(Records from a collection)
Issue #1346, opened 2024-11-08
Expose the file upload endpoints instead of bundling it into one uploadFileV2 function


assembly-deepali:
### Description
There are cases where I want to upload the files to slack, and not immediately send it. My example is I want to send a message with the correct attachments within the message a user specifies (and not two separate messages). I want two endpoints support: specifically I want to be able to upload them to slack as an external url, and create my own file block to send it within a channel.

sheldonhull:
I'm guessing this is what I need as well to be able to upload the file and then post with attachments like action buttons. I was trying to find out how to do this, but I think the current approach doesn't expose this to me to work with in a separate post.

Issue #1288, opened 2024-05-06
Upload Files V2: Ability to upload multiple files in one message


rbreeze:
### Description
With V2 File uploading, Slack added the ability to upload multiple files to one message to its Python SDK. Would be great to have it here.

### Slack's documentation
https://github.com/slackapi/python-slack-sdk/releases/tag/v3.19.0

parsley42:
Hi @rbreeze  - I'm retiring from being the de facto maintainer of this project; slack-go/slack needs maintainers, please email me at the address on my GitHub page if interested, thanks.

nlopes:
This should be fixed now. Let me know if you think it isn't.

PR #1376, opened 2025-02-19
Expose private File Upload V2 methods to support multiple file uploads in a single message

YutoKashiwagi:
Hi, thank you for maintaining slack-go!

Currently, `UploadFileV2Context` works by sequentially calling three private methods in the following flow:

1. getUploadURLExternal (retrieves the upload URL)
2. uploadToURL (uploads the file to that URL)
3. completeUploadExternal (finalizes the upload)

Because these methods are private, developers can only upload one file per message via `UploadFileV2Context`. However, the Slack API itself supports uploading multiple files in a single message by running these steps for each file and then calling completeUploadURLExternal for all file IDs together.

To unlock this functionality while still using slack-go, I’ve made the following changes in this PR:

- Made `getUploadURLExternal` and `completeUploadExternal` public
  - This allows developers to orchestrate multiple file uploads (Steps 1–3 repeated for each file) and finalize them all in a single message.
- `uploadToURL` remains private for now. This method is simply a regular POST request handler, not part of Slack’s official API. Since making getUploadURLExternal and completeUploadExternal public already addresses the main use case of uploading multiple files, this might be sufficient.
  - However, if you feel uploadToURL should also be made public for consistency, please let me know and I can include that change in this PR.
  

Thank you for considering this proposal. Being able to handle multi-file uploads in a single Slack message through slack-go would be extremely helpful. If you have any suggestions or an alternative approach, I’d love to hear them!

# Related Issues

- https://github.com/slack-go/slack/issues/1346
- https://github.com/slack-go/slack/issues/1288

##### Pull Request Guidelines

##### PR preparation

##### API changes

### DIFF
--- a/files.go
+++ b/files.go
@@ -510,10 +510,10 @@ func (api *Client) ShareFilePublicURLContext(ctx context.Context, fileID string)
 // Slack API docs: https://api.slack.com/methods/files.getUploadURLExternal
 func (api *Client) GetUploadURLExternalContext(ctx context.Context, params GetUploadURLExternalParameters) (*GetUploadURLExternalResponse, error) {
 	if params.FileName == "" {
-		return nil, fmt.Errorf("GetUploadURLExternalContext: fileName cannot be empty")
+		return nil, fmt.Errorf("files.getUploadURLExternal: fileName cannot be empty")
 	}
 	if params.FileSize == 0 {
-		return nil, fmt.Errorf("GetUploadURLExternalContext: fileSize cannot be 0")
+		return nil, fmt.Errorf("files.getUploadURLExternal: fileSize cannot be 0")
 	}
 
 	values := url.Values{
--- a/files.go
+++ b/files.go
@@ -173,14 +173,14 @@ type UploadFileV2Parameters struct {
 	SnippetText     string
 }
 
-type getUploadURLExternalParameters struct {
-	altText     string
-	fileSize    int
-	fileName    string
-	snippetText string
+type GetUploadURLExternalParameters struct {
+	AltText     string
+	FileSize    int
+	FileName    string
+	SnippetText string
 }
 
-type getUploadURLExternalResponse struct {
+type GetUploadURLExternalResponse struct {
 	UploadURL string `json:"upload_url"`
 	FileID    string `json:"file_id"`
 	SlackResponse
@@ -506,20 +506,28 @@ func (api *Client) ShareFilePublicURLContext(ctx context.Context, fileID string)
 	return &response.File, response.Comments, &response.Paging, nil
 }
 
-// getUploadURLExternal gets a URL and fileID from slack which can later be used to upload a file.
-func (api *Client) getUploadURLExternal(ctx context.Context, params getUploadURLExternalParameters) (*getUploadURLExternalResponse, error) {
+// GetUploadURLExternalContext gets a URL and fileID from slack which can later be used to upload a file.
+// Slack API docs: https://api.slack.com/methods/files.getUploadURLExternal
+func (api *Client) GetUploadURLExternalContext(ctx context.Context, params GetUploadURLExternalParameters) (*GetUploadURLExternalResponse, error) {
+	if params.FileName == "" {
+		return nil, fmt.Errorf("GetUploadURLExternalContext: fileName cannot be empty")
+	}
+	if params.FileSize == 0 {
+		return nil, fmt.Errorf("GetUploadURLExternalContext: fileSize cannot be 0")
+	}
+
 	values := url.Values{
 		"token":    {api.token},
-		"filename": {params.fileName},
-		"length":   {strconv.Itoa(params.fileSize)},
+		"filename": {params.FileName},
+		"length":   {strconv.Itoa(params.FileSize)},
 	}
-	if params.altText != "" {
-		values.Add("initial_comment", params.altText)
+	if params.AltText != "" {
+		values.Add("initial_comment", params.AltText)
 	}
-	if params.snippetText != "" {
-		values.Add("thread_ts", params.snippetText)
+	if params.SnippetText != "" {
+		values.Add("thread_ts", params.SnippetText)
 	}
-	response := &getUploadURLExternalResponse{}
+	response := &GetUploadURLExternalResponse{}
 	err := api.postMethod(ctx, "files.getUploadURLExternal", values, response)
 	if err != nil {
 		return nil, err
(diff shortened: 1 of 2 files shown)


files_test.go
```diff
@@ -282,3 +284,264 @@ func TestUploadFileV2(t *testing.T) {
...
+func (m *mockGetUploadURLExternalHttpClient) Do(req *http.Request) (*http.Response, error) {
+	if req.URL.Path != "files.getUploadURLExternal" {
+		return nil, fmt.Errorf("invalid path: %s", req.URL.Path)
+	}
+
+	return &http.Response{
+		StatusCode: m.ResponseStatus,
+		Body:       io.NopCloser(bytes.NewBuffer(m.ResponseBody)),
+	}, nil
+}
```
YutoKashiwagi, line 302: I considered following the existing once.Do(startServer) approach for testing, but found that simply mocking Client.httpclient would be sufficient. Therefore, I decided to mock it instead.

files.go
```diff
@@ -615,11 +623,14 @@ func (api *Client) UploadFileV2Context(ctx context.Context, params UploadFileV2P
...
-	c, err := api.completeUploadExternal(ctx, u.FileID, completeUploadExternalParameters{
-		title:           params.Title,
-		channel:         params.Channel,
-		initialComment:  params.InitialComment,
-		threadTimestamp: params.ThreadTimestamp,
+	c, err := api.CompleteUploadExternalContext(ctx, CompleteUploadExternalParameters{
+		Files: []FileSummary{{
+			ID:    u.FileID,
+			Title: params.Title,
+		}},
```
YutoKashiwagi, line 630: For CompleteUploadURLExternal, I've not only made it public but also updated its signature so that multiple fileID parameters (with IDs and titles) can be specified, aligning it more closely with Slack’s official API.

sheldonhull:
thanks for doing this. I just was revisiting a way to grab the urls so I could publish a single "gallery style" message and this probably will fix much of that by providing back the upload urls back. cheers 🙇

files.go
```diff
@@ -506,20 +506,28 @@ func (api *Client) ShareFilePublicURLContext(ctx context.Context, fileID string)
 	return &response.File, response.Comments, &response.Paging, nil
 }
 
-// getUploadURLExternal gets a URL and fileID from slack which can later be used to upload a file.
-func (api *Client) getUploadURLExternal(ctx context.Context, params getUploadURLExternalParameters) (*getUploadURLExternalResponse, error) {
+// GetUploadURLExternalContext gets a URL and fileID from slack which can later be used to upload a file.
+// Slack API docs: https://api.slack.com/methods/files.getUploadURLExternal
+func (api *Client) GetUploadURLExternalContext(ctx context.Context, params GetUploadURLExternalParameters) (*GetUploadURLExternalResponse, error) {
+	if params.FileName == "" {
+		return nil, fmt.Errorf("GetUploadURLExternalContext: fileName cannot be empty")
```
nlopes: Do you mind removing `GetUploadURLExternalContext` from the error? Happy for the message to indicate where it's at but this format doesn't quite fit with everything else.

I am aware we already have `file.upload.v2:` in `fmt.Errorf` in this file so happy if you want to change to be sort of that format but what I'd really prefer is to not have the name of the function in the error returned.

nlopes (changes requested):
@YutoKashiwagi thank you so much for sending this and providing a well reasoned approach here.

Also very smart to match with the ability to send multiple files per the Slack API as part of opening this up to users of the library.

There's a tiny change I think is worth doing and once that's out of the way I will ✅ this.

files.go
YutoKashiwagi: Thank you. I’ve updated it to include the API name instead of the function name.

https://github.com/slack-go/slack/pull/1376/commits/9a7fd29f8ccb6698f14e20a2f418d3e27012b439

files.go
```diff
@@ -506,20 +506,28 @@ func (api *Client) ShareFilePublicURLContext(ctx context.Context, fileID string)
 	return &response.File, response.Comments, &response.Paging, nil
 }
 
-// getUploadURLExternal gets a URL and fileID from slack which can later be used to upload a file.
-func (api *Client) getUploadURLExternal(ctx context.Context, params getUploadURLExternalParameters) (*getUploadURLExternalResponse, error) {
+// GetUploadURLExternalContext gets a URL and fileID from slack which can later be used to upload a file.
+// Slack API docs: https://api.slack.com/methods/files.getUploadURLExternal
+func (api *Client) GetUploadURLExternalContext(ctx context.Context, params GetUploadURLExternalParameters) (*GetUploadURLExternalResponse, error) {
+	if params.FileName == "" {
+		return nil, fmt.Errorf("files.getUploadURLExternal: fileName cannot be empty")
```
nlopes: I think because these are called before the API call, we can just state the name of the param that is required.

```suggestion
		return nil, fmt.Errorf("FileName cannot be empty")
```

files.go
```diff
@@ -506,20 +506,28 @@ func (api *Client) ShareFilePublicURLContext(ctx context.Context, fileID string)
...
+	}
+	if params.FileSize == 0 {
+		return nil, fmt.Errorf("files.getUploadURLExternal: fileSize cannot be 0")
```
nlopes:
```suggestion
		return nil, fmt.Errorf("FileSize cannot be 0")
```

nlopes (changes requested):

nlopes (approved):

files_test.go
```diff
@@ -282,3 +284,264 @@ func TestUploadFileV2(t *testing.T) {
...
+			wantSlackResponse: []byte(`{"ok":false,"error":"errored"}`),
+			wantErr:           fmt.Errorf("errored"),
+		},
+		{
+			title: "Testing with invalid parameters: empty file name",
+			params: GetUploadURLExternalParameters{
+				FileName: "",
+				FileSize: 10,
+			},
+			wantErr: fmt.Errorf("files.getUploadURLExternal: fileName cannot be empty"),
```
nlopes:
```suggestion
			wantErr: fmt.Errorf("FileName cannot be empty"),
```

files_test.go
```diff
@@ -282,3 +284,264 @@ func TestUploadFileV2(t *testing.T) {
...
+		},
+		{
+			title: "Testing with invalid parameters: file size 0",
+			params: GetUploadURLExternalParameters{
+				FileName: "test.txt",
+				FileSize: 0,
+			},
+			wantErr: fmt.Errorf("files.getUploadURLExternal: fileSize cannot be 0"),
```
nlopes:
```suggestion
			wantErr: fmt.Errorf("FileSize cannot be 0"),
```

nlopes (changes requested):
I missed these so adding them here and will resolve in a sec.

nlopes (approved):

sheldonhull:
thank you for this! I'm not seeing a release containing it, so do you have a general timeframe @nlopes you plan on cutting a release? If I missed something on this already being said, my apologies 🙇🏻

nlopes:
> , so do you have a general timeframe @nlopes you plan on cutting a release

I intend to cut a breaking change release this coming weekend, stay tuned 🙏

sheldonhull:
Quick follow-up. I'm trying to use this to handle multiple generated images being uploaded at once, but I think the part I'm missing for this to be useful is `uploadToURL` which is private. 

Is there further changes I'm missing for `uploadToURL` being visible? I think as I'm working through my scenario to upload all at once into a single message it won't work without this.

CleanShot 2025-04-29 at 14 17 57


If this is intended to stay private, I can do the steps myself, but with all the release changes in preview, I wanted to follow-up in the context where change was made.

Task goal: Your task is to quote, without any alteration, the lines running from the top of the records to the line that holds "3. completeUploadExternal (finalizes", both included.

Task output:
Issue #1346, opened 2024-11-08
Expose the file upload endpoints instead of bundling it into one uploadFileV2 function


assembly-deepali:
### Description
There are cases where I want to upload the files to slack, and not immediately send it. My example is I want to send a message with the correct attachments within the message a user specifies (and not two separate messages). I want two endpoints support: specifically I want to be able to upload them to slack as an external url, and create my own file block to send it within a channel.

sheldonhull:
I'm guessing this is what I need as well to be able to upload the file and then post with attachments like action buttons. I was trying to find out how to do this, but I think the current approach doesn't expose this to me to work with in a separate post.

Issue #1288, opened 2024-05-06
Upload Files V2: Ability to upload multiple files in one message


rbreeze:
### Description
With V2 File uploading, Slack added the ability to upload multiple files to one message to its Python SDK. Would be great to have it here.

### Slack's documentation
https://github.com/slackapi/python-slack-sdk/releases/tag/v3.19.0

parsley42:
Hi @rbreeze  - I'm retiring from being the de facto maintainer of this project; slack-go/slack needs maintainers, please email me at the address on my GitHub page if interested, thanks.

nlopes:
This should be fixed now. Let me know if you think it isn't.

PR #1376, opened 2025-02-19
Expose private File Upload V2 methods to support multiple file uploads in a single message

YutoKashiwagi:
Hi, thank you for maintaining slack-go!

Currently, `UploadFileV2Context` works by sequentially calling three private methods in the following flow:

1. getUploadURLExternal (retrieves the upload URL)
2. uploadToURL (uploads the file to that URL)
3. completeUploadExternal (finalizes the upload)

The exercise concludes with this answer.